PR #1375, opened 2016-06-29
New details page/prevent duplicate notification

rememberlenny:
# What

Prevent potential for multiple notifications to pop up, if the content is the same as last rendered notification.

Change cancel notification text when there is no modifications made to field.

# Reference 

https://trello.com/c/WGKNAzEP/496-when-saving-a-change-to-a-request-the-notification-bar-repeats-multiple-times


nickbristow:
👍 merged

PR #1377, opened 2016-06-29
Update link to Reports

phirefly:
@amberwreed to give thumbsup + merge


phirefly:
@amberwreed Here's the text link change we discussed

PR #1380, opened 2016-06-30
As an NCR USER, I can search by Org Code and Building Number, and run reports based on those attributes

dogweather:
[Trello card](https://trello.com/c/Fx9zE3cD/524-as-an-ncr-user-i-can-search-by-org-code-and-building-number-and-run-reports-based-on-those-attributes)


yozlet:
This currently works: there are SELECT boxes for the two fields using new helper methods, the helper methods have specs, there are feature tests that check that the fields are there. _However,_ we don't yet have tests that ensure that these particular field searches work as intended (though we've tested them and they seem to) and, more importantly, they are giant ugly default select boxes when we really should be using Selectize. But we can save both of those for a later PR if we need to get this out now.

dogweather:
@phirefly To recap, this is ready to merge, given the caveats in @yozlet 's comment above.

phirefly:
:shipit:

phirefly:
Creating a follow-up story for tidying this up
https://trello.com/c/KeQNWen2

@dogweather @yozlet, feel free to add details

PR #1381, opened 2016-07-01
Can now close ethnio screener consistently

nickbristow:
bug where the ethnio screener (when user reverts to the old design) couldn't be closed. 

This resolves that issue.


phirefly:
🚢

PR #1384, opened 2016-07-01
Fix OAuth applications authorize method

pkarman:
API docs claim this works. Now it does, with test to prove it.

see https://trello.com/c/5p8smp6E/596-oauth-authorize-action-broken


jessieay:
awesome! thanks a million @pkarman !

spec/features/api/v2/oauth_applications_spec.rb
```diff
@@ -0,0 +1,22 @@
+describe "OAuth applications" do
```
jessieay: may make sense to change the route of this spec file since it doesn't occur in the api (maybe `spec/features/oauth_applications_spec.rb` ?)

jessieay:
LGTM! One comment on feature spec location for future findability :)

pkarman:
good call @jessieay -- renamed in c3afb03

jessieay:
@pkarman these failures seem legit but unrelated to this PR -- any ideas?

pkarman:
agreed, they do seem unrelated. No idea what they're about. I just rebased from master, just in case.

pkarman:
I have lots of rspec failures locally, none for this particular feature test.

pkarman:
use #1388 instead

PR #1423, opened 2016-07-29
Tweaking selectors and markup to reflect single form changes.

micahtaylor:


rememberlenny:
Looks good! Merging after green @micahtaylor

|---|

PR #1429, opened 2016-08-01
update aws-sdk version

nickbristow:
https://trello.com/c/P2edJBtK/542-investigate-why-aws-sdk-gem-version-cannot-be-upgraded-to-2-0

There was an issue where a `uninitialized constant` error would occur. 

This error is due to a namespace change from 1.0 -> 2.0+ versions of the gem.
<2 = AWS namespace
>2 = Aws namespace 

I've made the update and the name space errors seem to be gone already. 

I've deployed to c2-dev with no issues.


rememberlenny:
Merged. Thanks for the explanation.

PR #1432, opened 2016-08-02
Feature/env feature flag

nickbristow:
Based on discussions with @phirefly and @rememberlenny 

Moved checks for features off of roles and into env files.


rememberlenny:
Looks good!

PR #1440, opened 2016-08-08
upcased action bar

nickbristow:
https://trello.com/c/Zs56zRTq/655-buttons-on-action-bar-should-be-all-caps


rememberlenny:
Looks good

|---|

● **The task**:
Repeat, character for character, the lines of the material above from the line with "agreed, they do" through the line with "Looks good! Merging after green @micahtaylor".

● **Exercise result**:
agreed, they do seem unrelated. No idea what they're about. I just rebased from master, just in case.

pkarman:
I have lots of rspec failures locally, none for this particular feature test.

pkarman:
use #1388 instead

PR #1423, opened 2016-07-29
Tweaking selectors and markup to reflect single form changes.

micahtaylor:


rememberlenny:
Looks good! Merging after green @micahtaylor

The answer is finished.